Why it works: Each index i that divides n is guaranteed to be a special element by definition. Summing the squares of these elements and ignoring non-special indices produces the correct result. The loop iterates over all potential special indices, ensuring no element is missed.
Python Solution
from typing import List
class Solution:
def sumOfSquares(self, nums: List[int]) -> int:
n = len(nums)
total_sum = 0
for i in range(1, n + 1):
if n % i == 0:
total_sum += nums[i - 1] ** 2
return total_sum
The Python code first computes the array length n and initializes total_sum. It loops from 1 to n inclusive, checks if i divides n, and if so, adds the square of nums[i-1] to total_sum. Using i-1 correctly converts the 1-based index to Python's 0-based indexing. Finally, it returns the accumulated sum.
Go Solution
func sumOfSquares(nums []int) int {
n := len(nums)
totalSum := 0
for i := 1; i <= n; i++ {
if n % i == 0 {
totalSum += nums[i-1] * nums[i-1]
}
}
return totalSum
}
In Go, the implementation mirrors Python. The length is computed, and a running total is initialized. The loop iterates from 1 to n, checks divisibility, and adds the square of the 0-indexed element to totalSum. Go handles integers naturally, and the slice access nums[i-1] adjusts for 1-indexing.
Worked Examples
Example 1: nums = [1,2,3,4]
| i | n % i | Special? | nums[i-1]^2 | total_sum |
|---|---|---|---|---|
| 1 | 4 % 1 = 0 | Yes | 1^2 = 1 | 1 |
| 2 | 4 % 2 = 0 | Yes | 2^2 = 4 | 5 |
| 3 | 4 % 3 = 1 | No | - | 5 |
| 4 | 4 % 4 = 0 | Yes | 4^2 = 16 | 21 |
Output: 21
Example 2: nums = [2,7,1,19,18,3]
| i | n % i | Special? | nums[i-1]^2 | total_sum |
|---|---|---|---|---|
| 1 | 6 % 1 = 0 | Yes | 2^2 = 4 | 4 |
| 2 | 6 % 2 = 0 | Yes | 7^2 = 49 | 53 |
| 3 | 6 % 3 = 0 | Yes | 1^2 = 1 | 54 |
| 4 | 6 % 4 = 2 | No | - | 54 |
| 5 | 6 % 5 = 1 | No | - | 54 |
| 6 | 6 % 6 = 0 | Yes | 3^2 = 9 | 63 |
Output: 63
Complexity Analysis
| Measure | Complexity | Explanation |
|---|---|---|
| Time | O(n) | Iterate through all indices 1..n once, constant work per iteration |
| Space | O(1) | Only a single accumulator variable is used, no extra data structures |
The algorithm is linear with respect to the array size. Given the constraints (n <= 50), this is extremely efficient.
Test Cases
# Provided examples
assert Solution().sumOfSquares([1,2,3,4]) == 21 # Example 1
assert Solution().sumOfSquares([2,7,1,19,18,3]) == 63 # Example 2
# Boundary tests
assert Solution().sumOfSquares([5]) == 25 # Single element, index 1 divides 1
assert Solution().sumOfSquares([1,1,1,1,1]) == 3 # Only indices 1 and 5 are special
assert Solution().sumOfSquares([10]*50) == 100*12 # n = 50, divisors: 1,2,5,10,25,50
# Random small arrays
assert Solution().sumOfSquares([3,6,2]) == 13 # indices 1 and 3 divide 3
assert Solution().sumOfSquares([1,2,3,4,5,6,7]) == 50 # indices 1 and 7 divide 7
| Test | Why |
|---|---|
[1,2,3,4] |
Example 1, verifies correct sum calculation |
[2,7,1,19,18,3] |
Example 2, checks multiple special indices |
[5] |
Edge case with single element |
[1,1,1,1,1] |
Edge case with repeated values and selective divisors |
[10]*50 |
Large n, multiple divisors, checks for overflow and correct summation |
[3,6,2] |
Small array with non-consecutive special indices |
[1,2,3,4,5,6,7] |
Prime-length array, only first and last indices are special |
Edge Cases
Edge Case 1: Single element array [x]. This is special because 1 divides 1. Our implementation handles it because the loop runs from 1 to n, so nums[0] is correctly squared.
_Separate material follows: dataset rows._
PR #1391, opened 2024-05-24
IINN-2932: rough out relative picker

jacobheric:
## Description

First pass on the Range Date picker is complete and it matches the UX pretty closely. I review it with John and he wants the absolute date time input cleaned up a bit. I'll do that before making this a proper PR.

Screenshot 2024-05-24 at 11 16 51 AM
Screenshot 2024-05-24 at 11 16 41 AM

- [ ] Docs
- [ x] New feature (non-breaking change that adds functionality)

## Checklist
- [x ] I've linked any associated issues to this PR.
- [x ] I've tested my own changes.


ui/packages/components/src/DatePicker/timeSchemas.ts
```diff
@@ -13,6 +15,20 @@ function getMinMaxHour(is24Format: boolean) {
   }
 }
 
+export const daysInMonth = (year: number, month: months) => {
```
anafilipadealmeida, line 18: I think you don't need this one, as it seems you are using the date-fns helper instead: https://date-fns.org/v3.6.0/docs/getDaysInMonth

ui/packages/components/src/DatePicker/timeSchemas.ts
```diff
@@ -47,3 +63,15 @@ export const periodSchema = z
...
+export const yearSchema = z.coerce
+  .number()
+  .int()
+  .min(1970, { message: 'Year must be a 4 digit number' })
+  .max(3000, { message: 'Year must be a 4 digit number' });
+
+export const monthSchema = z.coerce
+  .number()
+  .int()
+  .min(1, { message: 'Month must be 1 - 12' })
```
anafilipadealmeida, line 76:
```suggestion
  .min(1, { message: 'Month must be between 1 and 12' })
```
It's slightly more verbose but it's better for screen readers

ui/apps/dashboard/src/components/Forms/Input.tsx
```diff
@@ -52,7 +52,7 @@ const Input = forwardRef<HTMLInputElement, InputProps>((props, ref) => {
         placeholder={placeholder}
         value={props.value}
         className={cn(
-          'border border-slate-300 text-sm leading-none placeholder-slate-500 shadow outline-2 outline-offset-2 outline-indigo-500 transition-all focus:outline',
+          'border border-slate-400 text-sm leading-none placeholder-slate-400 shadow outline-2 outline-offset-2 outline-indigo-500 transition-all focus:outline',
```
anafilipadealmeida, line 55: I'd not change these colors now, as this component is used next to other elements with similar border colors - and the DateInputButton is using similar border colors so they would better match. 
Screenshot 2024-05-31 at 16 15 36

ui/packages/components/src/DatePicker/Calendar.tsx
```diff
@@ -24,7 +29,7 @@ export function Calendar({ selected, onSelect }: CalendarProps) {
 
 const classNames: DayPickerDefaultProps['classNames'] = {
   caption: 'flex justify-center items-center h-6',
-  root: 'text-slate-900',
+  root: 'text-slate-900 dark:bg-white',
```
anafilipadealmeida, line 32: Did you mean `bg-white` ? I think the dark mode of this will be darker

ui/packages/components/src/DatePicker/DateTimeInput.tsx
```diff
@@ -0,0 +1,329 @@
...
+}: TimeInputProps) {
+  const daysRef = useRef<HTMLInputElement | null>(null);
+  const yearsRef = useRef<HTMLInputElement | null>(null);
+  const hoursRef = useRef<HTMLInputElement | null>(null);
+  const minutesRef = useRef<HTMLInputElement | null>(null);
+  const secondsRef = useRef<HTMLInputElement | null>(null);
+  const millisecondsRef = useRef<HTMLInputElement | null>(null);
+  const meridiemRef = useRef<HTMLInputElement | null>(null);
+
+  const [dayInput, setDayInput] = useState<string>('00');
```
anafilipadealmeida, line 53: Nit pick: If your default is a string already, you don't need to add the `<string>`

ui/packages/components/src/DatePicker/DateTimeInput.tsx
```diff
@@ -0,0 +1,329 @@
...
+  date ? formatDate(date, format) : defaultValue;
+
+export function DateTimeInput({
+  selectedDateTime,
+  onSelect,
+  is24HourFormat = false,
+  setValid,
+  valid,
+}: TimeInputProps) {
+  const daysRef = useRef<HTMLInputElement | null>(null);
```
anafilipadealmeida, line 45:
```suggestion
  const daysRef = useRef<HTMLInputElement>(null);
```
You don't need to specify the null

ui/packages/components/src/DatePicker/DateTimePIcker.tsx
```diff
@@ -0,0 +1,83 @@
...
+  const [calendarDate, setCalendarDate] = useState<Date | undefined>(defaultValue);
+  const [inputDate, setInputDate] = useState<Date | undefined>(defaultValue);
+
+  useEffect(() => {
+    onChange(dateTime);
+  }, [dateTime]);
+
+  return (
+    <div>
+      <div className="mt-2 p-2 dark:bg-white">
```
anafilipadealmeida, line 32: I think you probably wanted just `bg-white`

ui/packages/components/src/DatePicker/RangePicker.tsx
```diff
@@ -0,0 +1,314 @@
...
+          </div>
+          {showAbsolute && (
+            <div className="flex w-[354px] flex-col">
+              <Tabs.Root className="flex flex-col" value={tab} onValueChange={setTab}>
+                <Tabs.List
+                  className="border-mauve6 flex shrink-0 border-b"
+                  aria-label="Manage your account"
+                >
+                  <Tabs.Trigger
+                    className="flex h-[52px] flex-1 cursor-pointer select-none items-center
```
anafilipadealmeida, line 219: Could we use h-11 instead? It's more standard, I know the design has more, but it's unnecessary vertical space that creates more need for a scroll. For some users it might be the difference between having to scroll or not, or even realizing that there's a button at the bottom of the picker

anafilipadealmeida:
A few notes on UX:
- There should be an error when I try to pick an end date that is inferior to the start date.
- I'm not sure about the behaviour of the relative time input. Perhaps something to confirm with John, because when I type something there, I don't realize I need to press enter to assume the value

ui/packages/components/src/utils/date.ts
```diff
@@ -87,3 +116,15 @@ export function toMaybeDate<T extends string | null | undefined>(value: T): Date
 
   return new Date(value);
 }
+
+export const parseDuration = (duration: string): Duration => {
+  if (!DURATION_STRING_REGEX.test(duration)) {
+    throw Error('invalid duration, must be in the form of 1s, 5m, 10h, 12d, 15w, 17M, 20y');
+  }
+  const n = duration.slice(0, duration.length - 1);
```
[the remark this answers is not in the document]
jacobheric: yup, will use more descriptive variables!

ui/packages/components/src/DatePicker/timeSchemas.ts
jacobheric: I wrote that one before I realized it existed in date-fns. I'll delete.

ui/apps/dashboard/src/components/Forms/Input.tsx
jacobheric: 👍

ui/packages/components/src/DatePicker/Calendar.tsx
jacobheric: Yeah, I was hard coding bg-white because the calendar picker would otherwise be illegible in dark mode. I'll switch to just `bg-white`.

ui/packages/components/src/DatePicker/DateTimeInput.tsx
jacobheric: 👍

ui/packages/components/src/DatePicker/RangePicker.tsx
jacobheric: 👍

jacobheric:
> A few notes on UX:
> 
> * There should be an error when I try to pick an end date that is inferior to the start date.
> * I'm not sure about the behaviour of the relative time input. Perhaps something to confirm with John, because when I type something there, I don't realize I need to press enter to assume the value

I've added start/end validation and now show an error like so if end is before start:
Screenshot 2024-06-03 at 10 06 22 AM

Also, I did have a convo with John last week about when to "commit" the relative time input. I suggested an apply button might be most explicit be he decided that onEnter was fine for now. 

I believe I've addressed all of your feedback here. Let me know if missed anything or you see anything else!

ui/packages/components/src/DatePicker/Calendar.tsx
jacobheric: done

ui/packages/components/src/DatePicker/DateTimePIcker.tsx
sylwiavargas, line 1: I was reading the code out of curiosity and just noticed that there's a capital "I" in the file name (`DateTimePIcker.tsx`). Thought I'd mention it in case it's not intentional 💜

jacobheric: 👍 good catch...thanks! fixed!

djfarrelly (approved):
Hey @jacobheric - great work! The component is fantastic! I did some QA on this, all changes are non-blocking merging this and some are more design/UX questions. It's your call how/when you want to address any of these or push the question back to design. These can all be fixed after this is merged to keep future changes/PRs small and get this out.

**issue (ux)**: The plan limits work for relative timestamps, but the absolute time range can be selected before the allowed time range. It's more complex, but we'll need to add a limit/validation for the time range to ensure it doesn't exceed the plan's limits, so a user couldn't work around their limit by using absolute time range. To replicate - use account on plan that limits to 30 days history then select a start date 60 days ago.

**issue (non-blocking)**: You can select a time in the future. For the Replay modal and most other cases, this shouldn't be possible. It's not harmful, but it's strange. It's not going to cause issues, but it feels strange being able to select the future. We will want support for future dates in the component though as our future "Bulk cancel" feature will need future timestamps.

**issue (minor, non-blocking)**: If you select a start date then select end and paste an ISO timestamp that is before the start date, it does not validate and you can apply a range with the end date _before_ the start date. If you just select the date via the day-time parts the component correctly validates.

**question (non-blocking)**: In replay modal, clicking outside of the date picker on the mask for the Replay modal, it closes the reply modal, not the date picker, my instinct felt like the date picker should close but not yet the modal. Maybe a transparent mask should be used with the date picker to have a similar UX to a modal/pop out that closes on external click?

**issue (non-blocking)**: days of week in month are not centered. Not sure if design calls for even padding on each side or numbers that are more spread out. 
Screen Shot 2024-06-05 at 8 42 42 AM

**nit-pick (non-blocking)**: I tried to insert my cursor between the A and M in AM and delete the A via backspace key to then type PM, but it doesn't work. It moves my cursor to the back of the input where I then can delete the M then the A then type PM. It's a small thing, but something I noticed and would be nice if a user could delete from between letters.

https://github.com/inngest/inngest/assets/1509457/30443591-5e07-4424-b5de-803483f56035



**question (non-blocking) - UX/design:** Scrolling the date picker feels a little weird as you lose the header. It's not blocking for this PR, but we may want to work with design to think about how the date picker works on smaller screens - does it move to left of the button instead of below it to be able to show the whole thing? might it have a more condensed view?
Screen Shot 2024-06-05 at 8 41 44 AM

**nit-pick (non-blocking)**: extra padding at bottom of right panel: 
image

**design feedback (non-blocking)**: Someone may have mentioned similar feedback in Slack, but selecting start and end feels a little disjointed with the range at the bottom left, it could be interesting to denote some sort of indicator that something is valid and has been selected for the start or end. This is a design question - again - not blocking. 
image

anafilipadealmeida (approved):

jacobheric:
Thanks for the thorough going over @djfarrelly! I've ticketed all the feedback [here](https://linear.app/inngest/issue/AC-16/relative-date-range-picker-ux-and-design-improvements). I'll merge this and then push a PR today with a bunch of the smaller ones and carve out some time for the bigger ones going forward.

Edge Case 2: Array of prime length, e.g., n = 7. Only indices 1 and 7 divide n, so most elements are ignored. The implementation correctly skips non-special indices via the n % i == 0 condition.
Edge Case 3: Maximum size array n = 50. Multiple divisors exist (1,2,5,10,25,50). Our loop still correctly identifies all special indices and sums their squares without exceeding integer limits, and the solution handles accumulation safely in both Python and Go.
This solution is robust across the full input domain.